How many lines below contain the string "more"? Reply with the figure and no further words.

*** PROVIDED RECORDS ***

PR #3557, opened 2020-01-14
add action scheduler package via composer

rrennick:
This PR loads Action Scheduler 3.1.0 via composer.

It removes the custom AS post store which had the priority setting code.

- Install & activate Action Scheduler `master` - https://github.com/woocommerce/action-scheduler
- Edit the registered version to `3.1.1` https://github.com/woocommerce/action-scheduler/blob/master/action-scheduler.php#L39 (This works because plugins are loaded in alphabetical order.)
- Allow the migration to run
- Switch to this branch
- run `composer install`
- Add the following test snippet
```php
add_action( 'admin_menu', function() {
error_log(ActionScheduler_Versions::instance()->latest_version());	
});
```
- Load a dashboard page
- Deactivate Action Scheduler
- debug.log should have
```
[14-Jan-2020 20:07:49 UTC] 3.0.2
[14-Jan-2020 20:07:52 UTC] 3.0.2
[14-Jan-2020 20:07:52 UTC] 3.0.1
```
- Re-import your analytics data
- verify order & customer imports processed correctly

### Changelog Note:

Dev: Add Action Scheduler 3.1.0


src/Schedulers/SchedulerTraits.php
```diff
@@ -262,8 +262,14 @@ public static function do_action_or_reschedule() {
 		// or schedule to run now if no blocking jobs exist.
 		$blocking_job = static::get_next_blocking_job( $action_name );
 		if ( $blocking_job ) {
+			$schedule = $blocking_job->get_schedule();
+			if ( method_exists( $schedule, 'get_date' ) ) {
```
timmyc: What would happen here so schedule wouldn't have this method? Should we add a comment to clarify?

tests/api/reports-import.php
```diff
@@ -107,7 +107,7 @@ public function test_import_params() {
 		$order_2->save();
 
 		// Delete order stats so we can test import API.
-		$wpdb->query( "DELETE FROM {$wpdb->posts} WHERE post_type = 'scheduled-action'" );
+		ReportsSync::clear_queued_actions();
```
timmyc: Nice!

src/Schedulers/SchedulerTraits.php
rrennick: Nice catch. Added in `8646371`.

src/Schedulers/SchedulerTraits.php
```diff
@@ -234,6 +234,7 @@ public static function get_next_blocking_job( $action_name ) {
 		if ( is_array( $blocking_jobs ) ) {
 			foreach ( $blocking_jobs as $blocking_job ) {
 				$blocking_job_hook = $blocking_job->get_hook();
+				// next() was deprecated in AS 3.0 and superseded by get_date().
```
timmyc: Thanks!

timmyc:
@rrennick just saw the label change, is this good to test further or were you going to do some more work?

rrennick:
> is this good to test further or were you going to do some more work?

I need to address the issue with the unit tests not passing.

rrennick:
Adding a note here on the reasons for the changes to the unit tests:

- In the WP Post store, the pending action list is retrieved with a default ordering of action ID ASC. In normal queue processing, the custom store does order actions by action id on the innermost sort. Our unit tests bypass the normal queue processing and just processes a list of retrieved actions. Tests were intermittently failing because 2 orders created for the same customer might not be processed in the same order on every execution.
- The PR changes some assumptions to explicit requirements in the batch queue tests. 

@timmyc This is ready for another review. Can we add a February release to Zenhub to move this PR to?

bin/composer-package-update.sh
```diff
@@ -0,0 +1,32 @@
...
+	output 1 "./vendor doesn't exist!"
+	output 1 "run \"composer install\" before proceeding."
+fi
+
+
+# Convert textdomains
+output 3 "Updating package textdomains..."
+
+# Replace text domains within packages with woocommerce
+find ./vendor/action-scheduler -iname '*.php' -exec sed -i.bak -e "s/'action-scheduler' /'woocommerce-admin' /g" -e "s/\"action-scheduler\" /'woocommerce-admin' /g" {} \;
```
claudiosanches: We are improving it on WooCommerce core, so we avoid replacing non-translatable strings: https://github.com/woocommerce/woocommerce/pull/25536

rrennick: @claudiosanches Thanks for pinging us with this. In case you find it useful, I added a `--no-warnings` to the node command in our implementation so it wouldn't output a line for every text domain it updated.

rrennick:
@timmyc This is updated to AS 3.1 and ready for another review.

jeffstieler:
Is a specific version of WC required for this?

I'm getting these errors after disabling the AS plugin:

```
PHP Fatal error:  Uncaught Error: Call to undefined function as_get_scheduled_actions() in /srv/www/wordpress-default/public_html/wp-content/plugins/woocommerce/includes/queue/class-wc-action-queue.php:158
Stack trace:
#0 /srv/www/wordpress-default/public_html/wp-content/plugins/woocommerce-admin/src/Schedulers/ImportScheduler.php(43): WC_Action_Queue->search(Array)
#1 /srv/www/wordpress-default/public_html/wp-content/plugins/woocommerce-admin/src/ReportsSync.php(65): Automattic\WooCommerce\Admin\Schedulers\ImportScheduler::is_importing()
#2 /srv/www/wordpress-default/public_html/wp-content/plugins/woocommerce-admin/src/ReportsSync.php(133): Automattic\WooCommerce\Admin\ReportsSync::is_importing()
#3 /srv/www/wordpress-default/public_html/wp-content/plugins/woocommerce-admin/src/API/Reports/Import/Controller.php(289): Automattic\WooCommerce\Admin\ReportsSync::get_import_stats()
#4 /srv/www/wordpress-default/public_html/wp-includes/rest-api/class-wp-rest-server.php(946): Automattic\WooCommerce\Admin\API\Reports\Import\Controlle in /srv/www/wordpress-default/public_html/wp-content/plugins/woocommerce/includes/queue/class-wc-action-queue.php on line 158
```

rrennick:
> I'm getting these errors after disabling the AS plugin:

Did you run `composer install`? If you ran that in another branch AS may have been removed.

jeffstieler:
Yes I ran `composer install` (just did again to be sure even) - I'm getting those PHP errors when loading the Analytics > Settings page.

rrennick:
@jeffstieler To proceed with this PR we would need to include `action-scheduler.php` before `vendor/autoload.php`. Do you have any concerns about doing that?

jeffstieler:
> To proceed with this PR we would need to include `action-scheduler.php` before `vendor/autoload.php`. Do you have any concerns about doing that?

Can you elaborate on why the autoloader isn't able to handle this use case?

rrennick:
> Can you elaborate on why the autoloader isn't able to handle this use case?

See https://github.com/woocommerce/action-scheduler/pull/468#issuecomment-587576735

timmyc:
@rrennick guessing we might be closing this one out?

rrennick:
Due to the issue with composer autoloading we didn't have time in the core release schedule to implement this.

*** End of PROVIDED RECORDS ***

**ANSWER TO THIS PROBLEM**: 2